For years Findel was a well-respected, profitable home shopping and educational supplies business. Group sales hit £300m in 2002, peaking at close to £650m six years later.
The home shopping component had grown faster, from £137m to £410m, boosted by acquisitions since 2006 of Letterbox, Confetti,
Iwantoneofthose.com, Kleeneze, Kitbag and The Cotswold Company, plus the repurchase of Webb Ivory. But only Kitbag and Kleeneze remain, along with the existing Express Gifts, itself now rumoured to be on the block, leaving not a lot - certainly less than the currently annualised £350m. The others came and went within two years. In the meantime, the share price has gone from 700p in autumn 2007 to below 10p three years later.
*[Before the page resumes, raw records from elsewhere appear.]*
PR #90, opened 2023-03-23
[MWPW-128180] Added FEDS user-profile checks 

chadsunvice:
Federated Services wants to use this PR to show-case the power of POM (_Done right!_). We will use this PR as a working example for a future **#milo-community** post regarding how we write our checks.

For this example, we will try to automate the **FEDS user profile** component, in a dynamic, scalable, idiomatic way. Please compare the FEDS login checks approach to the `imslogin.test.js` test-file, which tries to achieve the same (_/nala/tests/milo/imslogin.test.js_). 

**Notable issues in the previous approach:**
1. The level of hardcoding is ***immense***! (_We should make use of page-object props for hardcoded URLS, assets, texts. When any of these URLs will change, all the test-files using them will have to be changed, instead of just the POM props._)

2. Different login types should be tested inside different test files. This current approach defeats the NALA purpose of having fast, atomic checks. Also, the `if/else` logic breaks the test-file logic into confusing chunks.  (_This logic would be much better broken down inside the POM, via `switch` statements, as that's why the structure exists._)

3. Some logic should be treated inside the POM methods, not outside of it.

**eg:**

```
        if (props.tag === '@gnav-multi-signin') {
          const multiSigninBtn = page.locator(selectors['@gnav-multi-signin']);
          await expect(multiSigninBtn).toBeVisible();
          await multiSigninBtn.click();
        }

        if (props.url.includes('bacom--adobecom')) {
          await page.waitForURL('**/auth-stg1.services.adobe.com/en_US/index.html**/');
          await expect(page).toHaveURL(/.*auth-stg1.services.adobe.com/);
        } else {
          await page.waitForURL('**/auth.services.adobe.com/en_US/index.html**/');
          await expect(page).toHaveURL(/.*auth.services.adobe.com/);
        }
 ```
 
4. The current way of writing selectors like key-value pairs inside the `/nala/selectors`, then importing them into the test-file, pollutes the context, enlarges the file footprint and greatly affects visibility (_imagine lengthier flows!_), as well as defeating the purpose of already having them written down once (***INSIDE THE POM!***).

**eg:**

```
        const ecSigninBtn = page.locator(selectors['@gnav-ec-signin']);
        await expect(ecSigninBtn).toBeVisible();
        const commSigninBtn = page.locator(selectors['@gnav-comm-signin']);
        await expect(commSigninBtn).toBeVisible();
```        

Now, lets finally compare the two for visibility and readability purposes:

```
      // Initialize FEDS login page:
      const Login = new FedsLogin(page);
      const Header = new FedsHeader(page);
      // Load FEDS user profile page:
      await page.goto(props.url);
      // Wait for page to load & stabilize:
      await page.waitForLoadState('domcontentloaded');

      // Wait for FEDS GNAV to be visible:
      await Header.MainNavLogo.waitFor({state: 'visible', timeout: 10000});
      await Header.MainNavContainer.waitFor({state: 'visible', timeout: 10000});

      // Login with a valid ACOM account:
      await Header.SignInLabel.click();
      await Login.loginOnAppForm(process.env.IMS_EMAIL, process.env.IMS_PASS);

      // Check FEDS user profile:
      await Header.openUserProfile();
      await expect(Header.ProfileModal).toBeVisible();
      await Header.checkUserProfile();
      await Header.closeUserProfile();
      await expect(Header.ProfileModal).not.toBeVisible();
      await Header.logoutUser();
      
```

**vs.**

```
        await page.goto(props.url);

        // Sign-in
        await ims.clickSignin(page);

        if (props.tag === '@gnav-multi-signin') {
          const multiSigninBtn = page.locator(selectors['@gnav-multi-signin']);
          await expect(multiSigninBtn).toBeVisible();
          await multiSigninBtn.click();
        }

        if (props.url.includes('bacom--adobecom')) {
          await page.waitForURL('**/auth-stg1.services.adobe.com/en_US/index.html**/');
          await expect(page).toHaveURL(/.*auth-stg1.services.adobe.com/);
        } else {
          await page.waitForURL('**/auth.services.adobe.com/en_US/index.html**/');
          await expect(page).toHaveURL(/.*auth.services.adobe.com/);
        }

        await ims.fillOutSignInForm(props, page);

        if (props.tag === '@gnav-multi-signin') {
          // Open App Launcher
          const appLauncher = page.locator(selectors['@gnav-app-launcher']);
          await expect(appLauncher).toBeVisible();
          await appLauncher.click();

          // Verify the list of apps is available and all are showing.
          const appsList = await page.locator(selectors['@app-launcher-list']).count();
          expect(appsList).toEqual(12);

          // Verify the apps can be clicked and navigated too.
          const ccApp = page.locator(selectors['@cc-app-launcher']);
          await expect(ccApp).toBeVisible();

          const [newPage] = await Promise.all([
            context.waitForEvent('page'),
            await ccApp.click(), // Opens a new tab
          ]);
          await newPage.waitForLoadState();
          await newPage.waitForURL('https://creativecloud.adobe.com/?context=home_cc&locale=en');
          await expect(newPage).toHaveURL(/.*creativecloud.adobe.com\/\?context=home_cc&locale=en/);
        }

        // Sign-out
        await page.locator(selectors['@gnav-profile-button']).click();
        const viewAccount = page.locator(selectors['@gnav-viewaccount']);
        expect(viewAccount).toBeVisible();
        const signoutBtn = page.locator(selectors['@gnav-signout']);
        expect(signoutBtn).toBeVisible();
        await signoutBtn.click();
        await page.waitForURL(`${props.url}#`);
        expect(page).toHaveURL(`${props.url}#`);

        const signinBtn = page.locator(selectors['@gnav-signin']);
        await expect(signinBtn).toBeVisible();
      });
    }

    if (props.tag === '@gnav-multi-signin') {
      test(`${props.title} (Drop-Down Options Check)`, async ({ page }) => {
        await page.goto(props.url);

        // Sign-in
        await ims.clickSignin(page);
        const ecSigninBtn = page.locator(selectors['@gnav-ec-signin']);
        await expect(ecSigninBtn).toBeVisible();
        const commSigninBtn = page.locator(selectors['@gnav-comm-signin']);
        await expect(commSigninBtn).toBeVisible();
        await ecSigninBtn.click();
        await page.waitForURL(/.*auth.services.adobe.com\/en_US.*/);
        await expect(page).toHaveURL(/.*auth.services.adobe.com/);
      });
    }
```

### CODE REVIEW

File: pages/feds.login.page.js [hunk 1]
```diff
@@ -0,0 +1,93 @@
...
+
+  async loginOnAppForm(email, password) {
+    console.info(`[EuroLogin] APP login form identified!`);
+    console.info(`[EuroLogin] Logging in with '${email}' account ...`);
+    // Wait for page to load & stabilize:
+    await this.page.waitForLoadState('domcontentloaded');
+    // Wait for the SUSI login form to load:
+    await this.AppEmailForm.waitFor({state: 'visible', timeout: 10000});
+    // Insert account email & click 'Continue':
+    await this.AppEmailField.waitFor({state: 'visible', timeout: 10000});
```
skumar09, line 44: - Do we need these `waitFor({state: 'visible', timeout: 10000})` twice
- can these statement/step waits can be configured from `playwright.config.js`

skumar09 (commented):
- can we use existing `<selectors>` folder for rather having separate folder `<pages>`
- and naming as `<fed.head.selector.js>` than `<fed.head.page.js>`

This is my personal view on naming convention, I am open for others view...
@JackySun9  @amauch-adobe  any thoughts...

pages/feds.login.page.js
amauch-adobe: there certainly can be added defaults for timeouts, but some things may require more time than the default.  If that is the case, it would make sense to add it for those one-off situations.  The default timeout for test.config calls are 30 sec, for expect calls it is 5 sec.

amauch-adobe:
> * can we use existing `<selectors>` folder for rather having separate folder `<pages>`
> * and naming as `<fed.head.selector.js>` than `<fed.head.page.js>`
> 
> This is my personal view on naming convention for uniformity with respect to current structure, I am open for others view... @JackySun9 @amauch-adobe any thoughts...

In my opinion, the naming conventions for fed.head.page.js seem right since it is more than just selectors in the file and could or should have methods, etc., and not just selectors.  Playwright's example class uses Page in their name so I think it makes sense to also keep the page.js in the naming construct.  We are doing something similar with the Visual Tests having the vc.test.js (visual comparison test) as its nomenclature.

I know we are trying to keep things slim and minimalistic for the Nala project, but in this case, I think it makes sense to have a pages directory instead of having POMs be housed in the selector's directory since as stated above POMs are more than just a file of selectors, but also methods, etc.

cc @skumar09 @JackySun9 @chadsunvice

pages/feds.header.page.js
```diff
@@ -0,0 +1,64 @@
...
+    this.ProfileSignOut = page.locator('a.feds-profile-action');
+
+    // GNAV breadcrumb selectors:
+    this.BreadcrumbList = page.locator('nav.feds-breadcrumbs');
+    this.BreadcrumbElems = page.locator('nav.feds-breadcrumbs li');
+    this.BreadcrumbContainer = page.locator('div.feds-breadcrumbs-wrapper');
+  }
+
+  async openUserProfile() {
+    await this.ProfileIcon.waitFor({state: 'visible', timeout: 10000});
```
amauch-adobe, line 35: if there is a reason for adding the timeout then let's consider it, otherwise like I mentioned in my reply to Santosh's comment.  The default for test.config method calls (which I think .waitFor fits under) is 30 seconds globally.  expect() method calls default at 5 seconds globally.  I do believe though, increased timeouts can be added if needed beyond the defaults.

pages/feds.login.page.js
amauch-adobe: oh, that being said though, the Login page is a third-party service and not a Milo/Franklin-based page and required increased timeouts for various checks/waits since the form takes longer to load than general Milo/Franklin blocks.  Plus, the Login form has to switch its content when you submit the IMS email account to the IMS password field they both don't just show up at the start.  This is why I believe Daniel might be having visible checks with timeouts.

pages/feds.login.page.js
```diff
@@ -0,0 +1,93 @@
...
+    this.PersonalAccountLogo = page.locator('img[alt="Personal Account"]');
+    this.SelectAccountForm = page.locator('div[data-id="Profile"]');
+
+    this.AppEmailFieldSelector = page.locator('input#EmailPage-EmailField');
+    this.AppPasswordFieldSelector = page.locator('input#PasswordPage-PasswordField');
+    this.CodePadChallenge = page.locator('div[data-id="ChallengeCodePage"]');
+  }
+
+  async loginOnAppForm(email, password) {
+    console.info(`[EuroLogin] APP login form identified!`);
```
amauch-adobe, line 37: Just want to have some clarification for the console logging.  Playwright says to only use console logging for debugging purposes, but if there is a valid reason to have it, then I say go for it.

pages/feds.login.page.js
```diff
@@ -0,0 +1,93 @@
...
+    await expect(this.AppPasswordContinue).toHaveText('Continue');
+    await this.AppPasswordContinue.click();
+    // Insert account password & click 'Continue':
+    await this.AppPasswordForm.waitFor({state: 'visible', timeout: 10000});
+    await this.AppPasswordField.waitFor({state: 'visible', timeout: 10000});
+    await this.AppPasswordField.fill(password);
+    await this.AppLoginContinue.waitFor({state: 'visible', timeout: 10000});
+    await expect(this.AppLoginContinue).toHaveText('Continue');
+    await this.AppLoginContinue.click();
+    // Assert the login process was successful:
```
amauch-adobe, line 56: Silly nitpick but when you used the word Assert I first was thinking that maybe there would be an expect() method coming instead of just waiting for something to become visible. Don't worry about it. ;). I'm just thinking out loud about what I first thought reading your comment.

pages/feds.login.page.js
```diff
@@ -0,0 +1,93 @@
...
+    this.AppPasswordContinue = page.locator('button[data-id^="EmailPage"]');
+    this.AppLoginContinue = page.locator('button[data-id^="PasswordPage"]');
+    this.PersonalAccountLogo = page.locator('img[alt="Personal Account"]');
+    this.SelectAccountForm = page.locator('div[data-id="Profile"]');
+
+    this.AppEmailFieldSelector = page.locator('input#EmailPage-EmailField');
+    this.AppPasswordFieldSelector = page.locator('input#PasswordPage-PasswordField');
+    this.CodePadChallenge = page.locator('div[data-id="ChallengeCodePage"]');
+  }
+
```
amauch-adobe, line 35: I think it would be provincial to add a block comment providing a method definition as a standard for POM methods. That way when people call the method while developing in an IDE they can see the method description/definition, params, etc.

pages/feds.login.page.js
```diff
@@ -0,0 +1,93 @@
...
+    await this.PasswordField.waitFor({state: 'visible', timeout: 10000});
+    await this.PasswordField.fill(password);
+    // Complete the login flow:
+    await this.LoginButton.waitFor({state: 'visible', timeout: 10000});
+    await this.LoginButton.click();
+    // Assert the login process was successful:
+    await this.LoggedInState.waitFor({state: 'visible', timeout: 10000});
+    console.info(`[EuroLogin] Successfully logged-in as '${email}' (via SUSI login form).`);
+  }
+
```
amauch-adobe, line 85: Might be worth providing a warning on using this method to not have a valid password be used for this method since it obviously will show it up on the VMs.  I'm not sure how big a security risk it is since it is so short of a method check, but it never hurts. :)

amauch-adobe (changes requested):
Love how clean the test is, just had some comments/questions about using console logging where Playwright's docs state to only use it for debugging.  If there is a valid reason for the logging, then let's do it.  My other larger request for changes is adding method definition block comments for each POM method that way usage in IDEs will be easier since it will bring up the definition as well as what type of parameter(s) need to be sent in.  See my other comments throughout.

pages/feds.login.page.js
chadsunvice: > * Do we need these `waitFor({state: 'visible', timeout: 10000})` twice
> * can these statement/step waits can be configured from `playwright.config.js`

This is a good spot @skumar09, thanks! I hastily prepared the `loginOnSusiForm` method for checks where the `#App` version is not loaded. We can get to test it in MAX/Summit scenarios in the future and polish it when needed. I updated the method.

chadsunvice: > there certainly can be added defaults for timeouts, but some things may require more time than the default. If that is the case, it would make sense to add it for those one-off situations. The default timeout for test.config calls are 30 sec, for expect calls it is 5 sec.

Yes, I totally agree @amauch-adobe! The problem with the login checks is that it takes a bit of time to load everything and we have no control over when IMS returns the success message for any call. I've used `10000ms` as the default for Login. In other scenarios, I've seen it is not needed. In the future we can custom tailor these in the `playwright.conf.js` file. I'm still learning what timeouts work best and adapting the scripts as we go.

chadsunvice: > oh, that being said though, the Login page is a third-party service and not a Milo/Franklin-based page and required increased timeouts for various checks/waits since the form takes longer to load than general Milo/Franklin blocks. Plus, the Login form has to switch its content when you submit the IMS email account to the IMS password field they both don't just show up at the start. This is why I believe Daniel might be having visible checks with timeouts.

Exactly! I've seen `10000ms` to be the sweet-stop for when dealing with IMS requests. I ran the checks multiple times before sending them, and Firefox/Chromium always finishes fast, but on WebKit, there would always be failures when `5000ms` wait time was used. But, since this is not an explicit wait, it is no issue to have a bigger wait time, just a safety net to avoid brittle checks and unexpected failures.

pages/feds.login.page.js
chadsunvice: This is usually flavour imho and I don't have a strong position on this. I am open to changing it as NALA team seems fit. 

For the last 12y I've dealt with multiple testing frameworks and 100% I preferred the checks with more logging than not. I see them as success flags to track the execution of steps in case of debugging, when the issue is not easily spottable via stack-trace errors.

I suggest to either remove them altogether, or push them with a logger to a debug file of sorts. I am open to suggestions.

pages/feds.login.page.js
chadsunvice: That's a great idea. I agree with this! I'll look into it and update soon.

pages/feds.header.page.js
chadsunvice: > > * can we use existing `<selectors>` folder for rather having separate folder `<pages>`
> > * and naming as `<fed.head.selector.js>` than `<fed.head.page.js>`
> > 
> > This is my personal view on naming convention for uniformity with respect to current structure, I am open for others view... @JackySun9 @amauch-adobe any thoughts...
> 
> In my opinion, the naming conventions for fed.head.page.js seem right since it is more than just selectors in the file and could or should have methods, etc., and not just selectors. Playwright's example class uses Page in their name so I think it makes sense to also keep the page.js in the naming construct. We are doing something similar with the Visual Tests having the vc.test.js (visual comparison test) as its nomenclature.
> 
> I know we are trying to keep things slim and minimalistic for the Nala project, but in this case, I think it makes sense to have a pages directory instead of having POMs be housed in the selector's directory since as stated above POMs are more than just a file of selectors, but also methods, etc.
> 
> cc @skumar09 @JackySun9 @chadsunvice

I totally agree @amauch-adobe!

pages/feds.login.page.js
chadsunvice: > there certainly can be added defaults for timeouts, but some things may require more time than the default. If that is the case, it would make sense to add it for those one-off situations. The default timeout for test.config calls are 30 sec, for expect calls it is 5 sec.

From my testing, the `waitFor` method doesn't share the global `30000ms` timeout you mentioned @amauch-adobe . I didn't read the comment well at first. If I remove the timeouts, the checks will become flaky, or fail altogether. I kept `10000ms` for consistency throughout those methods. As I said, it is not explicit waiting. There's polling done behind the scenes.

pages/feds.login.page.js
amauch-adobe: lets keep them for now, and as we look into better logging options we can adjust.

pages/feds.header.page.js
amauch-adobe: Does it use the 30-sec timeout in the config if their timeout option isn't applied to the waitFor method?  If it doesn't then we should probably log an issue with Playwright's project in GitHub:  https://github.com/microsoft/playwright/issues

I'm good for keeping your options in, I believe the global configuration is the stopgap, but I'm okay when developers add their own timeout option as needed.

amauch-adobe (approved):
Approved.

skumar09:
@chadsunvice @amauch-adobe 
- one small input: can we use camelCase for identifier names (variables and functions), [ I think milo code base uses camelCase naming convention ]

pages/feds.login.page.js
skumar09: @chadsunvice @amauch-adobe 
- You may have console.info(), but I would not recommend logging user or profile information like email in GitHub

amauch-adobe:
@chadsunvice I added a new label for associating your tags with executions in Nala, i.e. @feds-userprofile.  When Nala ran against your PR it looks like 3 test runs failed for the user profile test.  Looking at the exception it is pointing to the waitFor timeout value.  I think you were right in that 5 seconds is too small and needs to be updated back to your 10-second timeout.

Screenshot 2023-03-30 at 9 58 25 AM

chadsunvice:
> @chadsunvice I added a new label for associating your tags with executions in Nala, i.e. @feds-userprofile. When Nala ran against your PR it looks like 3 test runs failed for the user profile test. Looking at the exception it is pointing to the waitFor timeout value. I think you were right in that 5 seconds is too small and needs to be updated back to your 10-second timeout.
> 
> Screenshot 2023-03-30 at 9 58 25 AM

Roger that Aaron! @amauch-adobe . I'll update scripts and push again. Hopefully this time it passes the checks! IMS is often unreliable, it can go fast, but it can lag sometimes.

amauch-adobe (approved):
Approved.

amauch-adobe:
hmm, maybe try 15 seconds I know the old IMS test I made required 15 seconds for the call that keeps failing below for all of the browsers for a particular form switch.

chadsunvice:
> hmm, maybe try 15 seconds I know the old IMS test I made required 15 seconds for the call that keeps failing below for all of the browsers for a particular form switch.
> 
> Screenshot 2023-03-30 at 3 43 51 PM

For now I increased only for login methods to 15000ms, as proposed.

In the future we should look into how we can make maybe some API calls for most login flows as this might be a bottleneck going forward. I'll research the subject and write a post in #milo-community when I find a more elegant approach.

We should strive to keep the checks as fast and atomic as possible as to leverage the power of parallel execution across multiple workers that PlayWright offers.

JackySun9 (approved):

chadsunvice:
@amauch-adobe, I increased the timeouts, but it seems it still fails to get the password field visible, which I could not reproduce locally. I think I will add a screenshot taking method to see the last state before test fails, cause it might be something else.

amauch-adobe:
> @amauch-adobe, I increased the timeouts, but it seems it still fails to get the password field visible, which I could not reproduce locally. I think I will add a screenshot taking method to see the last state before test fails, cause it might be something else.

I think that is a great idea, lets's go in that direction and see what we can find.  There is also a GitHub Action called [Nala Debugging](https://github.com/adobecom/nala/actions/workflows/debug.yml) that you can fire against your branch and test tags and it will supply a playwright report with a trace view you can use to look at [here](https://trace.playwright.dev/) are on your local machine later via command-line.

You can use these values to fire the GitHub action although you will need to fire it off on your fork's repo and not the link I just sent you. :)

branch: MWPW-128180_feds_user_profile
tags: @feds-consent @feds-userprofile
os: ubuntu-latest

chadsunvice:
> > @amauch-adobe, I increased the timeouts, but it seems it still fails to get the password field visible, which I could not reproduce locally. I think I will add a screenshot taking method to see the last state before test fails, cause it might be something else.
> 
> I think that is a great idea, let's go in that direction and see what we can find. There is also a GitHub Action called [Nala Debugging](https://github.com/adobecom/nala/actions/workflows/debug.yml) that you can fire against your branch and test tags and it will supply a playwright report with a trace view you can use to look at [here](https://trace.playwright.dev/) are on your local machine later via command-line.
> 
> You can use these values to fire the GitHub action although you will need to fire it off on your fork's repo and not the link I just sent you. :)
> 
> branch: MWPW-128180_feds_user_profile tags: @feds-consent @feds-userprofile os: ubuntu-latest

I tried this approach, but the trace available in the playwright-report folder did not load as expected.

amauch-adobe (approved):
Approved.

amauch-adobe:
So when I ran the exact code (I just copied it into the branch I created using the code from your fork's branch), created a PR, and ran it through the CI GitHub Actions, everything is passing just fine.  I then ran it through the Nala Debugging GitHub Actions Workflow and it also passed just fine.  Here are my screenshots for both and the playwright report. I think it was just struggling to get the secrets, anyways I'm good with merging your fork's code in.  I'll remove my PR and delete my branch.

The "fake/testing" PR is here #112

chadsunvice:
> So when I ran the exact code (I just copied it into the branch I created using the code from your fork's branch), created a PR, and ran it through the CI GitHub Actions, everything is passing just fine. I then ran it through the Nala Debugging GitHub Actions Workflow and it also passed just fine. Here are my screenshots for both and the playwright report. I think it was just struggling to get the secrets, anyways I'm good with merging your fork's code in. I'll remove my PR and delete my branch.
> 
> The "fake/testing" PR is here #112

Thanks a lot for helping me with this @amauch-adobe!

Retail Week Knowledge Bank’s profile of Findel tracks the debacle, attempting to interpret the strategy -increasing online sales and niche catalogues versus credit-based, larger catalogues, then seemingly reversing the tactics in practice. It is the comings, goings and results in the home shopping division that cause particular concern. While Findel’s results highlight ‘underlying’ home shopping operating profits of £34m and £30m in the past two financial years, giving respectable margins approaching 10%, the accompanying writedowns approached £120m, while the group’s 2009 refinancing had to be substantially topped up.
Management must inevitably take the blame, whether for flawed strategy and acquisitions, or their implementation and operation - almost certainly both, given the scale of the problems. The 2010/11 interim and full financial year results look like being crucial to Findel’s future, rather than longer-term deliberations about performance, opportunities, sales dynamism and sustainable profitability.